I wonder what the impact will be now that all of those people have budgeted that money into their expenses (and bought houses and cars counting on that money).

What the good CDS giveth, the good CDS can taketh away...


----------



## PMedMoe (12 May 2010)

Petamocto said:
			
		

> I wonder what the impact will be now that all of those people have budgeted that money into their expenses (and bought houses and cars counting on that money).



Well, they were cautioned not to, so sucks to be them.  I wonder if there will be a claw back of anything they've received to date?


----------



## SeanNewman (12 May 2010)

PMedMoe said:
			
		

> Well, they were cautioned not to, so sucks to be them.  I wonder if there will be a claw back of anything they've received to date?



I can't see there being a claw back, but stranger things have happened.  How does an authority figure tell someone they are entitled to something and then retro take it back?

I can see them saying "Maybe we made a mistake so from _____ date forward that will be corrected", but that would be extremely harsh to claw it back.

If so, not only do you now not make that $300+/mo, you have to pay back $300+/mo above and beyong that.  So instead of a guy getting $4,000 + $300 = $4,300/mo, he's now making $4,000 - $300 = $3,700/mo until it's paid back.

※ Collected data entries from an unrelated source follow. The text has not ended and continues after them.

Issue #3193, opened 2021-07-21
Route line is sometimes invisible after starting active guidance navigation.


MaximAlien:
**Mapbox Navigation SDK version:** `main`

Right after starting active guidance navigation route line is sometimes invisible. For example:

<img width="363" alt="Screen Shot 2021-07-20 at 6 08 39 PM" src="https://user-images.githubusercontent.com/1496498/126416787-c6726b51-0588-43ae-b67a-832d3dd951af.png">

Issue occurs because of this check:

https://github.com/mapbox/mapbox-navigation-ios/blob/e308e0ce2db6f7382db08698145256d4b7891f10/Sources/MapboxNavigation/RouteLineController.swift#L50-L51

Due to timing, `navigationViewData.containerViewController.view.window` can be `nil` sometimes.

PR #3205, opened 2021-07-26
Fix route line visibility.

MaximAlien:
### Description

Closing #3193.

### DIFF
--- a/Sources/MapboxNavigation/RouteLineController.swift
+++ b/Sources/MapboxNavigation/RouteLineController.swift
@@ -47,8 +47,8 @@ extension NavigationMapView {
         // MARK: - Private methods
         
         private func showRouteIfNeeded() {
-            guard navigationViewData.containerViewController.isViewLoaded &&
-                    navigationViewData.containerViewController.view.window != nil else { return }
+            guard navigationViewData.containerViewController.isViewLoaded else { return }
+            
             guard !navigationMapView.showsRoute else { return }
             navigationMapView.show([router.route], legIndex: router.routeProgress.legIndex)
             navigationMapView.showWaypoints(on: router.route, legIndex: router.routeProgress.legIndex)
@@ -153,8 +153,7 @@ extension NavigationMapView {
             }
         }
         
-        func onViewDidAppear() {
-            showRouteIfNeeded()
+        func navigationViewDidAppear(_ animated: Bool) {
             currentLegIndexMapped = router.routeProgress.legIndex
             currentStepIndexMapped = router.routeProgress.currentLegProgress.stepIndex
         }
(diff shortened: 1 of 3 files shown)


Sources/MapboxNavigation/RouteLineController.swift
```diff
@@ -153,8 +153,7 @@ extension NavigationMapView {
             }
         }
         
-        func onViewDidAppear() {
-            showRouteIfNeeded()
```
MaximAlien, line 157: Previous delegate method name was incorrect, so it was never called, not sure if we really need `navigationViewDidAppear(_:)` anyway. Call to `showRouteIfNeeded()` is not needed either as it'll be called each time `MapView` style changes.

Sources/MapboxNavigation/RouteLineController.swift
```diff
@@ -47,8 +47,8 @@ extension NavigationMapView {
         // MARK: - Private methods
         
         private func showRouteIfNeeded() {
-            guard navigationViewData.containerViewController.isViewLoaded &&
-                    navigationViewData.containerViewController.view.window != nil else { return }
```
MaximAlien, line 51: @Udumft, would you be able to provide more details on why you've added this check: `navigationViewData.containerViewController.view.window != nil`? At this point it prevents from showing route line right at the start of active guidance navigation session, when using `NavigationViewController`. I wonder if I miss anything here.

Tests/MapboxNavigationTests/NavigationViewControllerTests.swift
```diff
@@ -329,20 +329,22 @@ class NavigationViewControllerTests: TestCase {
...
               let indexOfArrowStrokeLayer = allLayerIds.firstIndex(of: NavigationMapView.LayerIdentifier.arrowStrokeLayer),
               let indexOfArrowSymbolLayer = allLayerIds.firstIndex(of: NavigationMapView.LayerIdentifier.arrowSymbolLayer),
               let indexOfPuck3DLayer = allLayerIds.firstIndex(of: NavigationMapView.LayerIdentifier.puck3DLayer) else {
             XCTFail("Failed to find all the layers"); return
         }
         
-        XCTAssertNotNil(indexOfArrowStrokeLayer, "Arrow stroke layer failed to be added")
-        XCTAssert(indexOfArrowStrokeLayer < indexOfArrowLayer, "Arrow layer is below arrow stroke layer")
+        // Since `NavigationViewController` presents route line after its presentation it is expected
+        // that maneuver arrow stroke layer will be added above main route line layer.
```
jill-cardamon, line 346: Thanks for adding comments into the test code! That area of the code base would benefit from more in-line comments.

And while I can not speak for everyone, I think I can safely say that the vast majority of people factored it into their budgets even if they were told not to.  All sorts of people would have bought a $250k house instead of a $200k house, or have two new cars instead of a new and a used car, etc.


----------



## exgunnertdo (12 May 2010)

The message says effective 19 April 10, so just under a month and a half would have to be paid back. April 19-30, and the May pay run has already been done, so May.

Entitlement to LDA can change. One could get posted from an LDA unit to a non-LDA unit on the same base, no cost move, and be in the same boat. People have to be responsible and know that that's a possibility. I have as much sympathy for someone in this situation as someone who makes financial plans based on their income while on tour.  

I personally found it laughable that MPs in Ottawa (and other major urban centres) got LDA! Unbelievable!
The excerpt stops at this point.